The point of all that being only that the kind of meaning Noah’s attributing to art like Mueck’s or Walker is a different kind of meaning from that of, say, N.C. Wyeth or Norman Rockwell. Not absolutely different, but significantly different — especially when the question is those artists relative reception within fine art.
Caro…yes, but there’s also a tradition of illustration within fine art, right? Like Raymond Pettibon….
Well, in addition to being an actual illustrator (band posters), Pettibon slides in the back door in the same way as Darger, or even Grandma Moses, without actually acquiring the pejorative title of “outsider” or “naive”. “Look at this quaint fellow, still drawing things! With text no less that references some type of story!” I think, strangely enough, that would fit under Mr. Campbell’s neat summation above-
>>And fine art, somehow missing the fact it’s now on a level field, is still appropriating crap all over the place with all the imagination of tribute bands. >>>>
Not that Pettibon himself is doing the appropriation, but rather that he himself has been appropriated.
I don’t know…Pettibon is pretty solidly respected and quite influential as far as I can tell. There was a huge retrospective of his work at the Smart gallery near me a while back — very snooty hip little museum.
Or what about Paul Nudd? He’s a friend of mine and much less of a big deal than Pettibone — but he does illustration as well as other projects (video-making, sculpture.) He’s definitely in an illustration tradition too, but fine art is happy to give him gallery shows and treat him like an artist. Lilli Carre gets gallery shows too. So does Edie Fake. There’s just a ton of crossover; so much that people don’t really think that much about it.
When you’re saying that major, central, celebrated, acclaimed artists are being appropriated…what does that even mean at that point? Appropriated for what? By whom? They’re part of the conversation; their work is looked at and talked about and responded to. They get gallery shows and people buy their work and they get put in museums. They have peer and institutional support.
I don’t really agree that fine art misses the fact that’s it’s on a level field, I guess. Being on a level field is the whole point of fine art. That’s what Duchamp was about, and he’s probably the single most influential artist of the last 100 years. A toilet is art, soup cans are art, comics are art. There’s broad agreement on that I think. There’s certainly a lot of fine art that’s derivative, like any other kind of art, but I don’t think the reason is especially tied to appropriation.
Pop Art is definitely art. Raymond Pettibon is a huge blue-chip mainstream fine art artist. He was perhaps even on the PBS art:21 series.
And art being about just itself is mystical modernist propaganda,
I think we’re talking at cross-purposes a little. I’ll have to think about appropriation — but the point I’m trying to get at doesn’t at all prevent pop art from being art. Think of abstract not as a noun, the opposite of “representational” and “concrete” but as a verb — to detach, disconnect, to take away, to remove, to consider without reference to a particular instance.
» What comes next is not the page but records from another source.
PR #9212, opened 2018-04-15
Test strings with initializers in perf playground

benharsh:


benharsh:
Observed some regressions for release versions of regex-dna, but not knucleotide, fasta, or revcomp. Wondering if there are any others.

Issue #9171, opened 2018-04-11
Should string's init-copy create a deep copy by default?


benharsh:
In the old initCopy world, string's [initCopy](https://github.com/chapel-lang/chapel/blob/d67e929695e8bc66d11740517733717111da7867/modules/internal/String.chpl#L1381) would only create a deep copy if the original string was owned. In the initializer world, that would look something like:
```chpl
proc init(s:string, owned : bool = s.owned);
```

Yet there was a string constructor that by default always created a copy:
```chpl
proc string(s:string, owned : bool = true);
```
This string constructor should become the copy-initializer, but that would change memory usage (and perhaps program behavior).

Should string's copy-initializers create a deep copy by default?

bradcray:
I'd think "by default, yes."  As in other cases, I'd hope that we'd eventually have a way to steal the string from a dead RHS.  I'm not convinced the `owned` argument is the right way to do this, however.

mppf:
I would think no, because the common case for an "unowned" string is in fact a string literal. These have no relevant "ownership" and are just available for the whole program run. Shouldn't copying a string literal result in something that shares the (const) string literal?

``` chapel
var x = "hi";
var y = x; // Why can't this also point to the constant literal "hi" ?
```

mppf:
I think the problem in this case is the string constructor's awkward use of default arguments.

benharsh:
Whatever the case, I believe this has been settled for 2.0. At a glance, it looks like we always copy now. My guess is we handle string literals through some of the move-steal analysis.

Issue #9007, opened 2018-03-28
Resolve double-free when initializing from casted record


benharsh:
### Summary of Problem
If a variable is initialized from an expression that casts a record of type ``T`` to ``T``, the compiler fails to insert a call to the copy initializer.

### Steps to Reproduce

**Source Code:**

```chapel
record R {
  var x : int;

  proc init() {
    writeln("R.init()");
  }
  proc init(r:R) {
    this.x = r.x;
    writeln("R.init(R)");
  }
  proc deinit() {
    writeln("R.deinit");
  }
}

proc bad(n:int) {
  var err_args : R;
  for i in 1..n do err_args.x += 1;

  const ret = err_args:R;
  return ret;
}

proc main() {
  var b = bad(10);
  writeln("b = ", b);
}
```
Output:
```
R.init()
R.deinit
b = (x = 10)
R.deinit
```
In this example we expect to see a call to "R.init(R)"

### Configuration Information

- Output of `chpl --version`: 1.17.0

benharsh:
Thinking about this some more, I'm not sure what the semantics really are if a variable is cast to the same type as itself.

```chpl
const foo = original:R;
```

In this case it seems reasonable to me that ``foo`` is some kind of copy of ``original``. Whether it's from the ``_cast`` function or ``R.init(R)`` I'm not exactly sure.

What about this case?

```chpl
(original:R).something(); // equivalent to ``original.something()`` ??
```

Is ``something`` invoked on a copy of ``original``?

bradcray:
> I'm not sure what the semantics really are if a variable is cast to the same type as itself.

My general intuition is that casts create new values, so by default, I'd tend to expect that to happen when casting something to its own type as well.  I could imagine the compiler optimizing the copy away if it found it was legal / unobservable for it to do so.

PR #9217, opened 2018-04-16
Update strings to use initializers

### LINKED ISSUE #9006: Convert strings to use initializers
As a Chapel implementer, I want strings to use initializers because strings are frequently used and would help to demonstrate initializer stability.

Acceptance criteria: Replacement of 'proc string' constructors with initializers.

### LINKED ISSUE #9173: Double-free for variables with declared type initialized from call
### Summary of Problem
A variable with a declared type fails to copy the initialization expression if the expression is a field access:
```chpl
const temp : R = myClass.getMyR;
```

### Steps to Reproduce

**Source Code:**

```chapel

record R {
  var x : int;
  proc init() {
    writeln("R.init()");
    this.x = 0;
  }
  proc init(other:R) {
    this.x = other.x + 1;
    writeln("R.init(R): ", this.x);
  }
  proc deinit() {
    writeln("R.deinit(): ", this.x);
  }
}

class C {
  var x : R;

  proc init() {
    writeln("start: C.init()");
    this.x = new R();
    writeln("end: C.init()");
  }
}

var c = new C();
const x : R = c.x;
writeln("temp = ", x);
delete c;
```

Output:
```
start: C.init()
R.init()
end: C.init()
temp = (x = 0)
R.deinit(): 0
R.deinit(): 0
```

We should see a matching number of "R.init" and "R.deinit" lines. In the statement ``const x : R = c.x;``, the compiler simply moves ``c.x`` into ``x`` without copying. Note that leaving the type off, ``const x = c.x``, results in correct behavior.

benharsh:
This PR converts strings to use initializers. The autoCopy/initCopy functions for strings can now be retired.

The old initCopy would only create a deep copy if the original string was owned. The new copy-initializer for strings will always make a deep copy by default. This results in increased memory usage. See Issue #9171 for further discussion.

This work exposed bugs #9007 and #9173.

Some tests under memory/figueroa were incorrectly measuring memory usage instead of memory leaks. These tests were either updated to reduce the memory usage or removed entirely.

Some compiler quirks that were worked around:
- param strings don't use initializers
- worked around issue with string mismatching to c_string's initCopy
- string literals needed to be worked around in a hacky manner
- Fix invalid AST for a deref

Resolves #9173 by replacing a PRIM_MOVE with a PRIM_INIT_VAR.
Resolves #9006.

Testing:
- [x] local + futures
- [x] gasnet
- [x] valgrind
- [x] memleaks
- [x] verify dead-string-literal elimination still works
- [x] string shootout performance


benharsh:
@lydia-duncan : would you mind reviewing? I still need to look at perf playground results (tomorrow)

compiler/AST/symbol.cpp
```diff
@@ -1531,7 +1524,23 @@ VarSymbol *new_StringSymbol(const char *str) {
...
+    newFirst = new UnresolvedSymExpr("string");
+  }
+
+  CallExpr *initCall = new CallExpr(PRIM_NEW,
+      newFirst,
+      castTemp,
+      new_IntSymbol(strLength),   // length
+      new_IntSymbol(strLength ? strLength+1 : 0)); // size, empty string needs 0
+  initCall->insertAtTail(gFalse); // owned = false
+  initCall->insertAtTail(gFalse); // needToCopy = false
```
lydia-duncan: I'm not sure why these aren't included in the CallExpr when you create it, since it already takes a line per argument.

lydia-duncan: Does the CallExpr constructor only accept five arguments?

compiler/resolution/ResolutionCandidate.cpp
```diff
@@ -603,7 +604,11 @@ bool ResolutionCandidate::checkResolveFormalsWhereClauses(CallInfo& info) {
 
       bool promotes          = false;
 
-      if (actualIsTypeAlias != formalIsTypeAlias) {
+      if (isInitCopy && isString(actual) && formal->getValType() == dtStringC) {
+        // Do not allow an initCopy of a string to find the c_string initCopy,
+        // which is considered first because it is not compiler generated.
```
lydia-duncan: Would it be harmful to mark the c_string initCopy as "last resort"?  Or would it just not resolve the problem?

benharsh: I initially tried that, but when it didn't work I just did this. I'm not very familiar with the last-resort stuff, so I may have messed something up.

lydia-duncan: It's probably because the compiler generated initializer for strings is also marked last resort so it thinks there is an ambiguity due to the coercion.  Oh well

benharsh:
Due to internal testing infrastructure issues, I decided to just check the string shootouts (fasta, revcomp, regexdna, knucleotide). Performance looked good.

Conventional narrative is highly particular. Narrative writing takes something inherently and profoundly abstract — the linguistic system of signs — and particularizes it, to the point that it becomes “imagery”. Both “abstract” and conceptual art go the other way — from the concrete representation that was historically the provenance of fine art toward the abstract (to varying degrees). So the way those arts make meaning — whether that meaning is the performative gesture of a complete refusal of narrative or representational sense (as with the phenomenology informing early abstractions, Malevich in particular) or simply the assumption of meaning by reference to an external narrative (whether implied or documented) as in the case of conceptual art — the mechanism by which they make meaning happens “at one remove”, at least in comparison with conventional writing and illustration. Abstract and conceptual art play in the same abstracted space as the system of signs itself. So the “meaning” of that kind of art is abstract in the philosophico-linguistic sense, whether or not the art itself is “abstract” in the art historical sense.
That’s what I mean when I say fine art’s been preoccupied with abstraction. Literature has been too. Modernity was preoccupied with articulating that type of abstraction, regardless of whether any given object or person fell on one side or the other of the debate about it, and postmodernity has, in at least the literary sense, been about making it problematic, exploring how it works in specific, particular contexts. But it doesn’t go away in either. And postmodern fine art has remained significantly more engaged with formal abstraction than postmodern literature has.
One of the things that I like so much about EC’s work, particularly Fate of the Artist, is that unlike many comics that play with this kind of semiotic abstraction (many of which I also really really love but which are very different), Campbell actually gets to the synthesis of these disparate elements, the conceptual and semiotic abstractions with the particularities of illustration and conventional narrative.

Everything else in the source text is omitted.